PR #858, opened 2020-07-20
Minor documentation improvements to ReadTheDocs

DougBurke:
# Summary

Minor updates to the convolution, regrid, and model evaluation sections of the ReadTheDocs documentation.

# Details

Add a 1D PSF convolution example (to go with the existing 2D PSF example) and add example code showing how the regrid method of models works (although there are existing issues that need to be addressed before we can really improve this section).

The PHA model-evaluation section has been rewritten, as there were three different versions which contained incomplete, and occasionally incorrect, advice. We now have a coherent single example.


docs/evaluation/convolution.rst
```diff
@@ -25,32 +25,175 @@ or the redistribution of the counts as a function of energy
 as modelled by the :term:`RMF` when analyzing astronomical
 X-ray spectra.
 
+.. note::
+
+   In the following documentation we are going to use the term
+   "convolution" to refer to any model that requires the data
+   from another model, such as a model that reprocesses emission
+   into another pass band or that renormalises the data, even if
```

◆ What is expected: Each line above that contains the word "example" should be copied.

◆ Answer to the exercise:
Add a 1D PSF convolution example (to go with the existing 2D PSF example) and add example code showing how the regrid method of models works (although there are existing issues that need to be addressed before we can really improve this section).
The PHA model-evaluation section has been rewritten, as there were three different versions which contained incomplete, and occasionally incorrect, advice. We now have a coherent single example.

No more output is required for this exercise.